Get Fearless
I held an event at the house last week focused on getting out of a funk. About 3x more attendees showed up than is typical for these casual, barefoot, wine-on-the-rug affairs. Clearly I'd hit a nerve with the topic, and people showed up with a new level of presence and supportiveness. When they left, they felt a high of fearlessness.
By far the most pervasive issue for folks was how to stay motivated. To which I immediately responded: "um, well... you tell me?"
What motivates you? When was the last time you made time for it?
Lack of motivation causes funks; not the other way around.
What motivates me is pretty simple: the dopamine-serotonin double whammy of serving other people directly.
The attention, the sense of purpose, and the instant feedback is a literal drug. So, in practice, me staying motivated looks like programming human interaction: group athletic activities; events at my house; free strategy sessions.
Solopreneurship, as I've mentioned many times, is a friggin' minefield of demotivation for someone as attention-basking as I am. But this is the path I choose, and with good reason--so I design a system that works for me within the constraints. I create a flow of time and resources around those activities because the ROI is there.
If you don't invest that time and those resources, you end up demotivated, and eventually in a funk. And yet--we (including me!!) constantly slip on this. Suddenly, we find ourselves unmoored, without the creativity we need to even SET goals, much less accomplish them.
We've got to make it easier for ourselves by adding some structure and accountability to the mix.
When was the last time you took responsibility for what motivates you? How good would it feel to be surrounded by women infusing their creativity into yours (somehow it's always easier to help others than it is to help ourselves, amirite?)?

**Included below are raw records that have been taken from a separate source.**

PR #33, opened 2018-03-16
radar(north, west, south, east) -> radar({north, west, south, east})

### LINKED ISSUE #27: change radar signature to radar({north, east, south, west}, opt)
to avoid confusion. Or maybe `{minLat, maxLat, minLon, maxLon}`.

derhuerst:
**This is a breaking change** and therefore to be merged into `next` instead of `master`. Closes #27.

### DIFF
--- a/index.js
+++ b/index.js
@@ -289,7 +289,7 @@ const createClient = (profile, request = _request) => {
 		})
 	}
 
-	const radar = ({north, west, south, east, opt}) => {
+	const radar = ({north, west, south, east}, opt) => {
 		if ('number' !== typeof north) throw new Error('north must be a number.')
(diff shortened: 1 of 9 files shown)


derhuerst:
build fails because of something else.

index.js
```diff
@@ -289,7 +289,7 @@ const createClient = (profile, request = _request) => {
 		})
 	}
 
-	const radar = (north, west, south, east, opt) => {
+	const radar = ({north, west, south, east, opt}) => {
```
juliuste: This should be `({north, west, south, east}, opt) => {}` instead, right?

derhuerst: yup. will fix it.

Issue #29, opened 2018-03-13
refactor products/modes markup


derhuerst:
The current markup is a mess, spread over [two](https://github.com/derhuerst/hafas-client/blob/828ef4ad47df31f303ad898d376717252126e076/p/db/modes.js) [places](https://github.com/derhuerst/hafas-client/blob/828ef4ad47df31f303ad898d376717252126e076/p/db/index.js#L106-L117) and with lots of explicitly or implicitly redundant values.

Let's make a new one. It might look like this:

```
// products.js
module.exports = [
  {
    id: 'subway',
    mode: 'train',
    name: 'U-Bahn',
    short: 'U',
    bitmasks: [64, 128], // some endpoints assign several digits to one product
    default: true
  }
  // ...
]
```

derhuerst:
This would be a breaking change because you use `hafas-client` with other profiles than the bundled ones.

derhuerst:
The `unknown` product should also be moved from the markup into the parsing code.

juliuste:
By the way, we should agree on what the `name` key should represent. There's always the "original" names (mostly german), e.g. "Durchgangszug", which often don't have an accurate translation in English.

derhuerst:
Looking at it theoretically, I think it would be good to have multiple names (at least the local one and English) for a product. But maybe this would be a bit over the top.

In the ["Writing a profile" guide](https://github.com/derhuerst/hafas-client/blob/9b6c07e477f736660c7f7cc53a59e869220eb551/docs/writing-a-profile.md#3-products), I've used the following phrase:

We weren't meant to do this on our own. Sign up for a free 30-minute session here to see if this is the right fit for you, and PLEASE forward this email to someone you think is ready to read it.
A poem I keep coming back to:
That Which Resembles the Grave But Isn't
Always falling into a hole, then saying “ok, this is not your grave, get out of this hole,” getting out of the hole which is not the grave, falling into a hole again, saying “ok, this is also not your grave, get out of this hole,” getting out of that hole, falling into another one; sometimes falling into a hole within a hole, or many holes within holes, getting out of them one after the other, then falling again, saying “this is not your grave, get out of the hole”; sometimes being pushed, saying “you can not push me into this hole, it is not my grave,” and getting out defiantly, then falling into a hole again without any pushing; sometimes falling into a set of holes whose structures are predictable, ideological, and long dug, often falling into this set of structural and impersonal holes; sometimes falling into holes with other people, with other people, saying “this is not our mass grave, get out of this hole,” all together getting out of the hole together, hands and legs and arms and human ladders of each other to get out of the hole that is not the mass grave but that will only be gotten out of together; sometimes the willful-falling into a hole which is not the grave because it is easier than not falling into a hole really, but then once in it, realizing it is not the grave, getting out of the hole eventually; sometimes falling into a hole and languishing there for days, weeks, months, years, because while not the grave very difficult, still, to climb out of and you know after this hole there’s just another and another; sometimes surveying the landscape of holes and wishing for a high quality final hole; sometimes thinking of who has fallen into holes which are not graves but might be better if they were; sometimes too ardently contemplating the final hole while trying to avoid the provisional ones; sometimes dutifully falling and getting out, with perfect fortitude, saying “look at the skill and spirit with which I rise from that which resembles the grave but isn’t!”
- Anne Boyer
Question for you:
What do you need to do that you don't want to do?